Saved entries:

PR #256, opened 2023-04-28
Make pretty-printer loading more robust

dhly-etc:
A while after making the initial commit in #255, it came to my attention that `__file__` isn't actually a terribly reliable way to find the source filename. This change should make the loading process more robust, and work in more contexts.


dhly-etc:
@arximboldi Sorry to pester you, but hopefully this is a quick one to review?

arximboldi:
Sorry for the delays! Yes LGTM!

Issue #240, opened 2022-12-06
immer::map can no longer be used with std::views/std::ranges


jon-smith:
I noticed since `champ_iterator() = default;` was removed, `immer::map` no longer satisfies the constraint `std::ranges::range`, which prevents usage with views, e.g. `for(const auto &v : map | std::views::values)`.

The issue is with `std::ranges::end()`, but oddly, `std::end()` compiles fine. I'm not sure if this is a difference in the standard or a compiler issue.

For reference, I'm compiling on MSVC v19.34.31935 (latest version at present time).

I'm happy to submit a PR to reintroduce the default constructor but wanted to check if this is wanted/the right way to go about it.

arximboldi:
It would be nice to have it, for sure. I'm happy for a PR to reintroduce it. Not sure now how and why it was removed.

jon-smith:
Fixed by #257

PR #257, opened 2023-05-02
Fixes and tests for C++20 Range compatibility

vector-of-bool:
Addresses #240, as well as finding a problem with `iterator_facade` not being able to model `random_access_iterator`.

Define tests on each container that it satisfies the intended range concept. (This will transitively validate the iterators as well)

- Fix: `champ_iterator()` was not `default_initializable`, which is a required for `semiregular`, which is required for iterators.
- Fix: `iterator_facade::operator[]` returned a `reference_proxy`, while `iterator_facade::operator*` returns a `ReferenceT`. The `random_access_iterator` concept requires that the operators return an identical type.

### DIFF
--- a/immer/detail/iterator_facade.hpp
+++ b/immer/detail/iterator_facade.hpp
@@ -101,7 +101,7 @@ public:
     ReferenceT operator[](DifferenceTypeT n) const
     {
         static_assert(is_random_access, "");
-        return derived() + n;
+        return *(derived() + n);
     }
 
     friend bool operator==(const DerivedT& a, const DerivedT& b)
--- a/immer/detail/iterator_facade.hpp
+++ b/immer/detail/iterator_facade.hpp
@@ -82,19 +82,6 @@ protected:
         std::is_base_of<std::bidirectional_iterator_tag,
                         IteratorCategoryT>::value;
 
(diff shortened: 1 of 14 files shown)


immer/detail/iterator_facade.hpp
vector-of-bool, line 1: I wasn't entirely happy to just blindly delete `reference_proxy`, as I don't know if it might serve some purpose that I don't yet understand. Without it, the tests compile and run fine (on my machine), so it might have been superfluous?

Upon closer inspection, now, it looks that this change isn't correct, as the `derived() + n` is not convertible to `ReferenceT`, but this isn't causing any errors yet because no tests instantiate `iterator_facade::operator[]`. Could this the return expression be changed to `return *(derived() + n)`?

vector-of-bool: I added some small tests and confirmed that my change was bad. I changed `operator[]` to return `*(derived() + n)`, which seems to work, but I cannot be certain on why it returned a proxy reference originally, so I cannot say it is "definitely better."

arximboldi (approved):

arximboldi:
Thank you so much for this contribution!

PR #258, opened 2023-05-02
Fixing annoying unused local variable warning

bobkocisko:
This is an issue that is showing up in Visual Studio 2022/clang-cl and due to the nature of reporting it clutters up the build output window.

### DIFF
--- a/immer/heap/cpp_heap.hpp
+++ b/immer/heap/cpp_heap.hpp
@@ -33,7 +33,7 @@ struct cpp_heap
      * `allocate`.  One must not use nor deallocate again a memory
      * region that once it has been deallocated.
      */
-    static void deallocate(std::size_t size, void* data)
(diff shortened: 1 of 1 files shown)


arximboldi:
Can you disable the warning on your compiler? I always found that this is kinda a stupid warning and the code actually is better with the name in the argument... Even though this is not the first time this comes up, so maybe I bite the bullet...

bobkocisko:
Interesting!  I generally prefer to leave the warning enabled because it has sometimes helped me remember to finish something I started when a variable gets left dangling.  If you prefer, I could re-submit a different fix such as `/* inline commenting */` the variable name or using the `(void)varname` trick?

khiner:
Fwiw, I have also considered submitting a PR to somehow address these unused variables to help reduce the noise in my builds.

PR #263, opened 2023-05-24
Use destroy_at to call explicit destructor in make_inner_n

colugomusic:
This fixes the MSVC madness I was experiencing before. This compiles in both C++17 and C++20 mode.


arximboldi (approved):
Thanks for fixing this! :heart:

PR #266, opened 2023-07-29
Switch away from doctest, and drop it

pinotree:
There is only one test using doctest instead of catch2; hence, switch it to catch2, so doctest can be dropped.

This is also prompted by the fact that the old doctest copy does not build with glibc 2.34 (released 2 years ago [1]), because `SIGSTKSZ` is no more a constant; this was fixed long ago in doctest upstream [2][3]. Since we can get away from doctest, let's get rid of it rather than patching/updating an old copy.

[1] https://sourceware.org/pipermail/libc-alpha/2021-August/129718.html
[2] https://github.com/doctest/doctest/issues/473
[3] https://github.com/doctest/doctest/commit/099d5414e97244ec44cf46b14cd176b3a3dc52e3


arximboldi:
Thank you very much!

PR #1008, opened 2017-09-07
Idempotent interceptor fixes

codenrhoden:
This PR has two commits.

The first fixes an issue of the interceptor returning an error when the device is not found in the mount table -- this is not an error, it just means it hasn't been mounted (and the interceptor should allow the logic to continue to the CSI bridge.

The second commit adresses a couple of things. First is to account for the `/data` folder that occurs in libStorage mounted filesystems.

The second thing is to use the device token from the PublishVolumeInfo to use `LocalDevices` to get the underlying device when it is present. During an unpublish, this pointer is `nil`, and we have to fall back to a `VolumeInspect`.

As I am writing this, it dawned on me that the logic may still have issues with `BlockVolume` publishes, as right now it is blindly assuming it's a file system and appending `/data`. That's not going to work for `BlockVolume`... I see another change coming...

I tested in this on EBS, with doing attach, mount, unmount, detach repeatedly. Secondary calls were issued for all, and the idempotent interceptor picked them up correctly.

An area that needs to be tested is covering the bases for all types of storage/local-devices. Namely, EBS that returns a token of an actual device, ScaleIO that returns a token that get's transformed into a device, and EFS/S3FS that return no token at all.

### DIFF
--- a/agent/csi/libstorage/csi_service_libstorage_idemp.go
+++ b/agent/csi/libstorage/csi_service_libstorage_idemp.go
@@ -3,6 +3,7 @@ package libstorage
 import (
 	"errors"
 	"fmt"
+	"path"
 
 	"github.com/codedellemc/gocsi/csi"
 	"github.com/codedellemc/gocsi/mount"
@@ -12,6 +13,8 @@ import (
 )
 
 var errMissingIDKeyPath = errors.New("missing id key path")
+var errMissingTokenKey = errors.New("missing token key")
+var errUnableToGetLocDevs = errors.New("unable to get local devices")
 
 const resNotFound = "resource not found"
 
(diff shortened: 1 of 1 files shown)


agent/csi/libstorage/csi_service_libstorage_idemp.go
```diff
@@ -122,33 +124,69 @@ func (d *driver) IsNodePublished(
...
-		return false, err
-	}
+		// Get device from local devices
+		opts := &apitypes.LocalDevicesOpts{
+			Opts:     apiutils.NewStore(),
+			ScanType: apitypes.DeviceScanQuick,
+		}
+		devs, err := d.client.Executor().LocalDevices(d.ctx, opts)
+		if err != nil {
+			return false, fmt.Errorf("unable to get local devices")
```
akutz: Hi @codenrhoden,

Please consider creating a package field like so:

```
var errUnableToGetLocDevs = errors.New("unable to get local devices")
```

This way a new error isn't allocated each time there is a failure.

PR #1009, opened 2017-09-08
Idempotent Errors

akutz:
This patch updates the idempotent interceptor to allow for the cases where the guarded operation returns an error. If it does, that call for that volume will be marked as in error and a subsequent, same call for that volume will bypass the idempotent guard. Not until the handler returns a successful operation will the idempotent guard take effect once again for that volume for that particular operation.

### DIFF
--- a/Gopkg.lock
+++ b/Gopkg.lock
@@ -92,16 +92,16 @@
   revision = "32ae09ae44241977ba9f30bb2ae81bf8d8b2aa1c"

**ABOUT THIS TASK**
Taking the records above, retype every line from the one with "again a memory" down to the one with "There is only", exactly and with nothing else.

**RESULT OF THIS EXERCISE**
      * `allocate`.  One must not use nor deallocate again a memory
      * region that once it has been deallocated.
      */
-    static void deallocate(std::size_t size, void* data)
(diff shortened: 1 of 1 files shown)


arximboldi:
Can you disable the warning on your compiler? I always found that this is kinda a stupid warning and the code actually is better with the name in the argument... Even though this is not the first time this comes up, so maybe I bite the bullet...

bobkocisko:
Interesting!  I generally prefer to leave the warning enabled because it has sometimes helped me remember to finish something I started when a variable gets left dangling.  If you prefer, I could re-submit a different fix such as `/* inline commenting */` the variable name or using the `(void)varname` trick?

khiner:
Fwiw, I have also considered submitting a PR to somehow address these unused variables to help reduce the noise in my builds.

PR #263, opened 2023-05-24
Use destroy_at to call explicit destructor in make_inner_n

colugomusic:
This fixes the MSVC madness I was experiencing before. This compiles in both C++17 and C++20 mode.


arximboldi (approved):
Thanks for fixing this! :heart:

PR #266, opened 2023-07-29
Switch away from doctest, and drop it

pinotree:
There is only one test using doctest instead of catch2; hence, switch it to catch2, so doctest can be dropped.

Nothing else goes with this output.